# [EXERCISE DESCRIPTION]
With the first line as the start and the line containing "When using multi-metric" as the end, write out every line of the records exactly.
# # # #
Issue #110, opened 2020-09-28
Multi-metric scoring with non-default `search_optimization` values


mattKretschmer:
When using multi-metric scoring with non-default values for `search_optimization` in `TuneSearchCV`, I was getting a `KeyError` when the refitting process was happening. I've included a code snipped at a screenshot of the error below. I had already successfully installed `scikit-optimize` and `hyperopt` already.

A code-snipped that reproduces this error is:
```
from tune_sklearn import TuneSearchCV
import numpy as np
from sklearn.datasets import make_regression
from sklearn.model_selection import train_test_split
from xgboost import XGBRegressor

# Set training and validation sets
X, y = make_regression(n_samples=100, n_features=10, n_informative=5)
X_train, X_test, y_train, y_test = train_test_split(X, y, test_size=20)

# Example parameters to tune from xgb
parameters = {
                "regressor__max_depth": [2,3,5,8],
                "regressor__learning_rate": (0.05, 0.2, 'uniform')
}

tune_search = TuneSearchCV(
    XGBRegressor(random_state=42, objective='reg:squarederror',
                n_estimators=1000, verbose=False, n_jobs = 1),
    parameters,
    n_jobs=1,
    refit='mae',
    search_optimization='bayesian',
    n_trials = 2,
    scoring = {
                "mae": "neg_mean_absolute_error",
                "rmse": "neg_root_mean_squared_error",
                "r2": "r2",
    }
)
tune_search.fit(X_train, y_train)
end = time.time()
```
<img width="903" alt="tune_sklearn_keyerror" src="https://user-images.githubusercontent.com/11320792/94465426-e17cc880-018d-11eb-8d37-7e691cdb6cc9.png">

richardliaw:
Closed by #111 !

PR #111, opened 2020-09-28
Fix of multi_metric scoring issue

mattKretschmer:
This is a fix for Issue #110, which looked to be caused by hard-coded metric names when calling other optimizers. Moving the multi_metric scoring check to the constructor (rather than in `_fit`) helped.

### DIFF
--- a/tests/test_gridsearch.py
+++ b/tests/test_gridsearch.py
@@ -131,9 +131,8 @@ class GridSearchTest(unittest.TestCase):
             grid_search.score(X, y), grid_search_no_score.score(X, y))
 
         # giving no scoring function raises an error
-        grid_search_no_score = TuneGridSearchCV(clf_no_score, {"C": Cs})
         with self.assertRaises(TypeError) as exc:
-            grid_search_no_score.fit([[1]])
+            grid_search_no_score = TuneGridSearchCV(clf_no_score, {"C": Cs})
 
         self.assertTrue("no scoring" in str(exc.exception))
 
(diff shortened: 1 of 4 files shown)


tests/test_gridsearch.py
```diff
@@ -131,9 +131,8 @@ def test_grid_search_no_score(self):
             grid_search.score(X, y), grid_search_no_score.score(X, y))
 
         # giving no scoring function raises an error
-        grid_search_no_score = TuneGridSearchCV(clf_no_score, {"C": Cs})
         with self.assertRaises(TypeError) as exc:
-            grid_search_no_score.fit([[1]])
+            grid_search_no_score = TuneGridSearchCV(clf_no_score, {"C": Cs})
```
inventormc, line 135: In the first pr for multimetric scoring, we wanted to adhere to the sklearn behavior so that this errors when the user calls fit. I'm aware that it's now necessary to do these checks in init because the metric name is used in the `TuneSearchCV` subclass. Do we think this different behavior is okay? @richardliaw @anthonyhsyu

inventormc (commented):
Good catches! Mostly looks good to me besides one small thing.

tests/test_gridsearch.py
richardliaw: I think it's OK, makes sense to raise earlier!

richardliaw (approved):
awesome work @mattKretschmer ! Thanks for the PR!

mkretsch327:
Thank YOU! Great package, and happy to help.

PR #114, opened 2020-10-01
[WIP] `best_params` w/o `refit`, API in line with sklearn

Yard1:
This PR makes `TuneBaseSearchCV` match sklearn's `BaseSearchCV` better by allowing to access various fit properties without the need of `refit=True`, as well as adds properties that were missing from `TuneBaseSearchCV` for full parity with `BaseSearchCV`.

Code is done, but it could use some extra unit tests for multimetric scoring etc. Will do that soon.

### DIFF
--- a/tune_sklearn/tune_basesearch.py
+++ b/tune_sklearn/tune_basesearch.py
@@ -31,6 +31,8 @@ import warnings
 import multiprocessing
 import os
 import inspect
+import time
+import numbers
 
 from tune_sklearn.utils import (EarlyStopping, get_early_stop_type,
                                 check_is_pipeline, _check_multimetric_scoring)
@@ -124,8 +126,24 @@ class TuneBaseSearchCV(BaseEstimator):
         specified.
 
         """
-        self._check_if_refit("best_params_")
+        self._check_is_fitted("best_params_")
         return self.best_params
+
+    @property
+    def best_index_(self):
+        """int: The index (of the ``cv_results_`` arrays) 
+        which corresponds to the best candidate parameter setting.
+
+        The dict at ``search.cv_results_['params'][search.best_index_]`` gives
+        the parameter setting for the best model, that gives the highest
+        mean score (``search.best_score_``).
+
+        For multi-metric evaluation, this is present only if ``refit`` is
+        specified.
+
+        """
+        self._check_is_fitted("best_index_")
+        return self.best_index
 
     @property
     def best_score_(self):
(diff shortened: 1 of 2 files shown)


Yard1:
@richardliaw @inventormc Could you actually look this over right now? As I said, the code is complete, the only thing that's really missing is a test for multimetric scoring. I was hoping to get it done sooner but I got swamped by other commitments.

richardliaw:
Ah sorry @Yard1, I totally missed your message. Do feel free to ping/mark it ready as review even if you are missing a test.

tune_sklearn/tune_basesearch.py
```diff
@@ -479,29 +539,54 @@ def _fit(self, X, y=None, groups=None, **fit_params):
...
+            # of the params are estimators as well.
+            self.best_estimator = clone(
+                base_estimator.set_params(**self.best_params))
+            refit_start_time = time.time()
+            if y is not None:
+                self.best_estimator.fit(X, y, **fit_params)
+            else:
+                self.best_estimator.fit(X, **fit_params)
+            refit_end_time = time.time()
+            self.refit_time = refit_end_time - refit_start_time
```
richardliaw, line 589: Can you be sure to set an instance variable in the constructor for this?

tune_sklearn/tune_basesearch.py
```diff
@@ -479,29 +539,54 @@ def _fit(self, X, y=None, groups=None, **fit_params):
...
-            self.best_score = float(best_result[metric])
+            # we clone again after setting params in case some
+            # of the params are estimators as well.
+            self.best_estimator = clone(
+                base_estimator.set_params(**self.best_params))
+            refit_start_time = time.time()
+            if y is not None:
+                self.best_estimator.fit(X, y, **fit_params)
+            else:
+                self.best_estimator.fit(X, **fit_params)
```
richardliaw, line 587: great catch re: unsupervised

richardliaw (commented):
This looks great. Sorry again for reviewing so late! Let's be sure to add unit tests for:

1. refit=False/True, multi=false/true
3. refit=True for unsupervised?
3. do we have a test for callable refit already?

tune_sklearn/tune_basesearch.py
Yard1: Will do!

Yard1:
@richardliaw I think there was a test for 3, will need to check again. It's been a while. I will add the rest of the tests in the coming days, and then remove the draft status once I am done.

Yard1:
@richardliaw I have looked over the tests. It looks like they already check for everything that's needed (after the small changes I have made to them earlier on). I don't think we need to add any new tests. I think it's ready for merge now.

richardliaw:
BTW, I know check_is_fitted is supposed to validate whether refit is called before the proper variable, but I think right now, the multi-metric has some error messages that could benefit from `check_is_fitted`/validation.

For example:

```python
import numpy as np
from tune_sklearn import TuneGridSearchCV
from sklearn.linear_model import Ridge, SGDClassifier
parameter_grid = {"alpha": [1e-4, 1e-1, 1], "epsilon": [0.01, 0.1]}


X = np.array([[-1, -1], [-2, -1], [1, 1], [2, 1], [2, 1]])
y = np.array([1, 1, 2, 2, 2])

tune_search = TuneGridSearchCV(
    SGDClassifier(),
    parameter_grid,
    scoring=("accuracy", "f1_micro"),
    max_iters=20,
    cv=2,
    refit=False)
tune_search.fit(X, y)
print(tune_search.best_score_)
```
And I get:
```
/Users/rliaw/dev/tune-sklearn/tune_sklearn/tune_basesearch.py:380: UserWarning: max_iters is set > 1 but incremental/partial training is not enabled. To enable partial training, ensure the estimator has `partial_fit` or `warm_start` and set `early_stopping=True`. Automatically setting max_iters=1.
  category=UserWarning)
Traceback (most recent call last):
  File "_test.py", line 18, in <module>
    print(tune_search.best_score_)
  File "/Users/rliaw/dev/tune-sklearn/tune_sklearn/tune_basesearch.py", line 157, in best_score_
    return self.best_score
AttributeError: 'TuneGridSearchCV' object has no attribute 'best_score'
```

This is because refit is not True and I'm using multi-metric scoring. Thus, can you help provide proper validation for multi-metric scoring in this PR (as to prevent this AttributeError, which is hard to debug/hard on the user to know if it is a user or framework error)?

Thanks!

Yard1:
@richardliaw Yeah, good call. Sklearn enforces `refit!=False` when using multimetric. I'll add that here too.

tune_sklearn/tune_basesearch.py
```diff
@@ -241,25 +301,39 @@ def _check_if_refit(self, attr):
...
 
         """
         if not self.refit:
-            msg = ("This {0} instance was initialized with refit=False. {1} "
-                   "is available only after refitting on the best "
-                   "parameters.").format(type(self).__name__, method_name)
-            raise NotFittedError(msg)
-        else:
-            check_is_fitted(self)
+            if check_refit == "multimetric":
```
Yard1, line 321: Unsure if this is the best way to do it. Other ones I see are splitting this into two functions, or using an enum to define possible values for the parameter. Thoughts?

tune_sklearn/tune_basesearch.py
```diff
@@ -307,22 +307,33 @@ def _check_is_fitted(self, method_name, check_refit=True):
         Args:
             method_name (str): String of the method name called from the user.
 
-            check_refit(bool)=True: Whether to also check for `self.refit`
-            param.
+            check_refit(bool/str)=True: Whether to also check for `self.refit`
```
richardliaw, line 310: hmm i think this doesn't render properly on the documentation
```suggestion
            check_refit (bool/str): Whether to also check for `self.refit`
```

Yard1: Thanks, changed

Issue #124, opened 2020-10-29
Feature Request: Support unified search space


richardliaw:
Tune now has a unified search space on 1.0; tune-sklearn should support that space too.

Yard1:
@richardliaw Does it mean we should get rid of the automatic conversion from `dict` to algo specific search space, and instead convert `dict`s to tune's unified search space and then pass it to the algos? Leaving already converted search spaces as-is, of course.

richardliaw:
Hmm, possible to leave that as-is. The issue is so that users can pass in their search space in the Tune API format.

Yard1:
Adding just that should be a quick and easy change. Just to be certain - we don't need to do any processing of it here, do we? I took a look at Tune code and it seems like it's all handled within the algos themselves.

richardliaw:
yep! all is done in tune

Yard1:
Happy to work on this, then.

richardliaw:
Great! I'll assign this to you, and just cc @krfricke when you're done!

richardliaw:
Awesome! This should be addressed with the new release :)

PR #128, opened 2020-11-01
Support for Tune search spaces

Yard1:
Adds support to Tune's search spaces, resolving https://github.com/ray-project/tune-sklearn/issues/124

### DIFF
--- a/tests/test_gridsearch.py
+++ b/tests/test_gridsearch.py
@@ -736,7 +736,7 @@ class GridSearchTest(unittest.TestCase):
         print(grid_search)
         # Without timeout we would need over 50 seconds for this to
         # finish. Allow for some initialization overhead
-        self.assertLess(taken, 18.0)
+        self.assertLess(taken, 25.0)
 
 
 if __name__ == "__main__":
--- a/tests/test_gridsearch.py
+++ b/tests/test_gridsearch.py
@@ -1,4 +1,5 @@
 import ray
+import ray.tune as tune
 from tune_sklearn import TuneGridSearchCV
 from tune_sklearn import TuneSearchCV
 import numpy as np
@@ -696,6 +697,18 @@ class GridSearchTest(unittest.TestCase):
 
         self.assertTrue(hasattr(grid_search, "cv_results_"))
         self.assertTrue(wrapped_init.call_args[1]["local_mode"])
+
+    def test_tune_search_spaces(self):
+        # Test mixed search spaces
+        clf = MockClassifier()
+        grid_search = TuneGridSearchCV(
+            clf, {
+                "foo_param": tune.grid_search([1, 2, 3]),
+                "bar_param": [1, 2]
+            },
+            refit=False,
+            cv=3)
+        grid_search.fit(X, y)
 
 
 if __name__ == "__main__":
--- a/tests/test_gridsearch.py
+++ b/tests/test_gridsearch.py
@@ -715,7 +715,6 @@ class GridSearchTest(unittest.TestCase):
             cv=3)
         grid_search.fit(X, y)
 
-
     def test_timeout(self):
         clf = SleepClassifier()
         # SleepClassifier sleeps for `foo_param` seconds, `cv` times.
--- a/tests/test_gridsearch.py
+++ b/tests/test_gridsearch.py
@@ -1,7 +1,7 @@
 import time
 
 import ray
-import ray.tune as tune
+from ray import tune
 from tune_sklearn import TuneGridSearchCV
 from tune_sklearn import TuneSearchCV
 import numpy as np
--- a/tests/test_gridsearch.py
+++ b/tests/test_gridsearch.py
@@ -324,7 +324,8 @@ class GridSearchTest(unittest.TestCase):
         with self.assertRaises(ValueError) as exc:
             TuneGridSearchCV(clf, param_dict)
         self.assertTrue(("Parameter grid for parameter (C) needs to"
-                         " be a list or numpy array") in str(exc.exception))
+                         " be a tune.grid_search, list or numpy array"
+                         ) in str(exc.exception))
 
         param_dict = {"C": []}
         clf = SVC()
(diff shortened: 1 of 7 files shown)


Yard1:
WIP. Will work more on it. No support for grid search yet (though do we need it?). Need to see if the tests go through. @krfricke FYI

Yard1:
Also @richardliaw looks like CI is doing `pip install -U https://s3-us-west-2.amazonaws.com/ray-wheels/latest/ray-0.9.0.dev0-cp36-cp36m-manylinux1_x86_64.whl`. Shouldn't it be switched to ray-1.0.0?

richardliaw:
hmm, can we update it to 1.1.0.dev0? (see the wheel links here https://docs.ray.io/en/latest/installation.html)

Yard1:
@krfricke How are tune search spaces handled in grid search? The only thing left for this PR is determining how to handle grid searching. I think that it would be fine to leave it as-is (that is only support a dict of lists instead of any search spaces), but I am open to suggestions.

richardliaw:
@Yard1 feel free to ping Kai again, perhaps on slack, after 48 hours :)

krfricke:
In Tune, grid search is represented by a `Categorical` domain with a `Grid` sampler. You can also use the [`Domain.is_grid()`](https://github.com/ray-project/ray/blob/master/python/ray/tune/sample.py#L50) method to determine if a domain should be grid searched. 

In Tune, grid search means that all combinations of all grid search items (if there is more than one grid search item) should be generated at least once. E.g. with `"a": tune.grid_search([1, 2])` the basic variant generator will generate two trials, one with `a=1` and one with `a=2`. The `num_samples` parameter will multiply this number, i.e. if `num_samples=2`, _four_ trials will be generated here. Does this help?

Yard1:
@krfricke So how would a user pass search spaces to be grid searched?

krfricke:
So in regular Ray Tune a user would pass something like

```
config = {
    "var": tune.grid_search([1, 2, 3]),
    "rnd": tune.uniform(0, 5)
}
tune.run(
    trainable,
    config=config)
```

With `num_samples=1` this would create three trials, one for each grid serach value (1, 2 and 3). The `rnd` value is drawn randomly for each of these trials.

Yard1:
Great, thanks. This clears it up.

Yard1:
@richardliaw @krfricke Tests are passing, Mac fails due to an outdated Ray version, I think. I'll double check, but in the meantime, it's ready for review.

It's also not working with the currently released Ray 1.0.0 as it's missing the functionality @krfricke added later.

richardliaw:
1.0.1 is out now :)

Yard1:
@richardliaw Great to hear that! I need to put on notifications for the main repo, hah

tune_sklearn/tune_gridsearch.py
```diff
@@ -176,9 +178,37 @@ def __init__(self,
...
+                        "Parameter grid for parameter ({0}) needs to"
+                        " be a tune.grid_search, list or numpy array,"
+                        " but got ({1})."
+                        " Single values need to be wrapped in a list"
+                        " with one element.".format(name, type(v)))
+
+                if len(v) == 0:
+                    raise ValueError(
+                        "Parameter values for parameter ({0}) need "
+                        "to be a non-empty sequence.".format(name))
```
richardliaw, line 210: can this be a helper function (not scoped within the class?)

richardliaw:
This looks good! though:
* it seems to be failing on mac build?
* can we update the readme/docstrings?

Also, @krfricke please take a look!

tune_sklearn/tune_gridsearch.py
Yard1: Done, moved to utils

Yard1:
@richardliaw Updated docstrings and readme. Not sure what's up with Mac, I'll look into it tomorrow. Maybe it's downloading the wrong version?

Yard1:
@krfricke Mac CI fails on `test_timeout`, could you take a look?

krfricke:
Yep, I'll look into it tomorrow

krfricke:
Seems there's some more overhead for the test_timeout (18.47 seconds instead of 18). Without the time budget the test would run for 50+ seconds. Should we just raise that limit to 25 to account for environment/MacOS overhead? Do you just want to include it in this PR since it is a 1 line change?

Yard1:
@krfricke Yeah, sure. Do you want to make the change or should I?

richardliaw:
Antoni, probably faster for yourself to change it ;)

Yard1:
@richardliaw Touché!

Yard1:
@richardliaw Mac now errors instead of failing. It was doing that with other PRs - I think it's something to do with running out of memory? I think it should be good to merge though, considering Linux passes.

tests/test_gridsearch.py
```diff
@@ -702,6 +705,18 @@ def test_local_mode(self):
...
+        clf = MockClassifier()
+        grid_search = TuneGridSearchCV(
+            clf, {
+                "foo_param": tune.grid_search([1, 2, 3]),
+                "bar_param": [1, 2]
+            },
+            refit=False,
+            cv=3)
+        grid_search.fit(X, y)
+
```
krfricke, line 719: Should this test if all combinations were seen?

krfricke (approved):
Looks good, maybe check for all grid search combinations in test.

tests/test_gridsearch.py
Yard1: Good call, added

richardliaw:
hmmm it looks like Mac tests are failing but it's not an out of memory issue?

Yard1:
@richardliaw Looks like the functionality needed for this PR is not yet in release Ray - that's what Mac uses, and it's what the exception on it is related to.

richardliaw:
Got it - a couple things

1. We can introduce new features (without regressions) not compatible with released Ray, but we must make sure the user knows what is the error.
2. We should avoid introducing a failing test into CI; it should be marked as skipped if anything.

Thanks!

Yard1:
@richardliaw Got it. I think we could just wait a while on this PR, unless we are planning to release a new version of tune-sklearn soon.

PR #134, opened 2020-11-05
Add `time_budget_s` parameter

krfricke:
This passes the `time_budget_s` parameter to `tune.run()`.

This also refactors parts of the base search `_format_results()` method to deal with missing values from trials (that e.g. have not been received due to early stopping/timeout).

### DIFF
--- a/tune_sklearn/tune_search.py
+++ b/tune_sklearn/tune_search.py
@@ -664,7 +664,8 @@ class TuneSearchCV(TuneBaseSearchCV):
             raise ValueError(
                 f"Invalid search optimizer: {self.search_optimization}")
 
-        if isinstance(self.n_jobs, int) and self.n_jobs > 0:
+        if isinstance(self.n_jobs, int) and self.n_jobs > 0 \
+           and not self.search_optimization == "random":
             search_algo = ConcurrencyLimiter(
                 search_algo, max_concurrent=self.n_jobs)
             run_args["search_alg"] = search_algo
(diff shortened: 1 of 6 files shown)


tune_sklearn/tune_search.py
```diff
@@ -258,6 +258,9 @@ class TuneSearchCV(TuneBaseSearchCV):
             determined by 'Pipeline.warm_start' or 'Pipeline.partial_fit'
             capabilities, which are by default not supported by standard
             SKlearn. Defaults to True.
+        time_budget_s (int|float|datetime.timedelta): Global time budget in
+            seconds after which all trials are stopped. Can also be a
+            ``datetime.timedelta`` object.
```
Yard1, line 263: We may want to expand this docstring to explain when exactly they are stopped - at the end of the trial, at the start, in the middle, etc.

tune_sklearn/tune_search.py
```diff
@@ -591,25 +596,25 @@ def _tune_run(self, config, resources_per_trial):
...
-                reuse_actors=True,
-                verbose=self.verbose,
-                stop=stop_condition,
-                num_samples=self.num_samples,
-                config=config,
-                fail_fast=True,
-                resources_per_trial=resources_per_trial,
-                local_dir=os.path.expanduser(self.local_dir),
-                loggers=self.loggers)
+        run_args = dict(
```
Yard1, line 599: Great idea, been wanting to put the args in a dict myself at some point :+1:

Yard1 (changes requested):
Looks good! Can we also get a test for random search? Just in case

krfricke:
Added!

Yard1 (approved):

PR #140, opened 2020-11-17
Add `seed` parameter to make initial configuration sampling deterministic

### LINKED ISSUE #112: [Feature Request] Reproducible results for TuneSearchCV
Is it possible to produce reproducible results for TuneSearchCV using a random seed?

krfricke:
For reproducible results, we need to be able to set a random seed. This PR introduces the respective argument to `TuneSearchCV`.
# # # #
# [REPLY TO THE EXERCISE]
Issue #110, opened 2020-09-28
Multi-metric scoring with non-default `search_optimization` values


mattKretschmer:
When using multi-metric scoring with non-default values for `search_optimization` in `TuneSearchCV`, I was getting a `KeyError` when the refitting process was happening. I've included a code snipped at a screenshot of the error below. I had already successfully installed `scikit-optimize` and `hyperopt` already.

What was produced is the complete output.